*** Data listing

PR #1142, opened 2017-12-12
taskmetadata: bump throttles

aaithal:
### Summary

Because all containers in a task share the same IP address in an
"awsvpc" task, and a task can be constituted of up to 10 containers, the
steady state rate is set at 10 rps. Burst rate is set to 15 rps.

### Implementation details

NA

### Testing

New tests cover the changes: 

NA

### Licensing

### DIFF
--- a/agent/handlers/taskmetadata/handler.go
+++ b/agent/handlers/taskmetadata/handler.go
@@ -41,9 +41,20 @@ const (
 	apiVersion1 = 1
 	apiVersion2 = 2
 
-	// Rate limits for the metadata endpoint(s) and APIs by request ip addresses
-	rateLimitPerSecond      = 3
-	rateLimitBurstPerSecond = 6
+	// Rate limits for the metadata endpoint(s) and APIs by request ip addresses. Today, we
+	// support the following endpoints:
+	// 1. /v2/credentials: For serving IAM role credentials
+	// 2. /v2/metadata: For serving task and container metadata information (for "awsvpc" tasks)
+	// 3. /v2/stats: For serving task and container stats information (for "awsvpc" tasks)
+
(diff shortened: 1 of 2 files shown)


agent/handlers/taskmetadata/handler.go
```diff
@@ -41,9 +41,20 @@ const (
...
+	// support the following endpoints:
+	// 1. /v2/credentials: For serving IAM role credentials
+	// 2. /v2/metadata: For serving task and container metadata information (for "awsvpc" tasks)
+	// 3. /v2/stats: For serving task and container stats information (for "awsvpc" tasks)
+
+	// rateLimitPerSecond specifies the steady state throttle for the task metadata endpoint.
+	// Because all containers in a task share the same IP address in an "awsvpc" task, and a
+	// task can be constituted of up to 10 containers, the steady state rate is set at 10
+	// per second
+	rateLimitPerSecond = 10
```
richardpen: I was wondering if 10 is too small when there are 10 containers requesting this metadata. 
Since the maximum tasks with `awsvpc` mode is limited by number of [enis(<=15)](http://docs.aws.amazon.com/AWSEC2/latest/UserGuide/using-eni.html), that means the maximum request rate is 15 * 15, would it possible to increase the number to something bigger comparing with the maximum requests agent can handler per second, eg: `rateLimitPerSecond = 20; rateLimitBurstPerSecond = 30`

aaithal: This is 10 per task as it's filtered by the ip address, not an aggregate throttle for all tasks on the instance

richardpen: Sorry, I misunderstood that this is for all the containers but not just the container launched in `awsvpc` mode.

******

Print all of the entries again, exactly as written.

PR #1142, opened 2017-12-12
taskmetadata: bump throttles

aaithal:
### Summary

Because all containers in a task share the same IP address in an
"awsvpc" task, and a task can be constituted of up to 10 containers, the
steady state rate is set at 10 rps. Burst rate is set to 15 rps.

### Implementation details

NA

### Testing

New tests cover the changes: 

NA

### Licensing

### DIFF
--- a/agent/handlers/taskmetadata/handler.go
+++ b/agent/handlers/taskmetadata/handler.go
@@ -41,9 +41,20 @@ const (
 	apiVersion1 = 1
 	apiVersion2 = 2
 
-	// Rate limits for the metadata endpoint(s) and APIs by request ip addresses
-	rateLimitPerSecond      = 3
-	rateLimitBurstPerSecond = 6
+	// Rate limits for the metadata endpoint(s) and APIs by request ip addresses. Today, we
+	// support the following endpoints:
+	// 1. /v2/credentials: For serving IAM role credentials
+	// 2. /v2/metadata: For serving task and container metadata information (for "awsvpc" tasks)
+	// 3. /v2/stats: For serving task and container stats information (for "awsvpc" tasks)
+
(diff shortened: 1 of 2 files shown)


agent/handlers/taskmetadata/handler.go
```diff
@@ -41,9 +41,20 @@ const (
...
+	// support the following endpoints:
+	// 1. /v2/credentials: For serving IAM role credentials
+	// 2. /v2/metadata: For serving task and container metadata information (for "awsvpc" tasks)
+	// 3. /v2/stats: For serving task and container stats information (for "awsvpc" tasks)
+
+	// rateLimitPerSecond specifies the steady state throttle for the task metadata endpoint.
+	// Because all containers in a task share the same IP address in an "awsvpc" task, and a
+	// task can be constituted of up to 10 containers, the steady state rate is set at 10
+	// per second
+	rateLimitPerSecond = 10
```
richardpen: I was wondering if 10 is too small when there are 10 containers requesting this metadata. 
Since the maximum tasks with `awsvpc` mode is limited by number of [enis(<=15)](http://docs.aws.amazon.com/AWSEC2/latest/UserGuide/using-eni.html), that means the maximum request rate is 15 * 15, would it possible to increase the number to something bigger comparing with the maximum requests agent can handler per second, eg: `rateLimitPerSecond = 20; rateLimitBurstPerSecond = 30`

aaithal: This is 10 per task as it's filtered by the ip address, not an aggregate throttle for all tasks on the instance

richardpen: Sorry, I misunderstood that this is for all the containers but not just the container launched in `awsvpc` mode.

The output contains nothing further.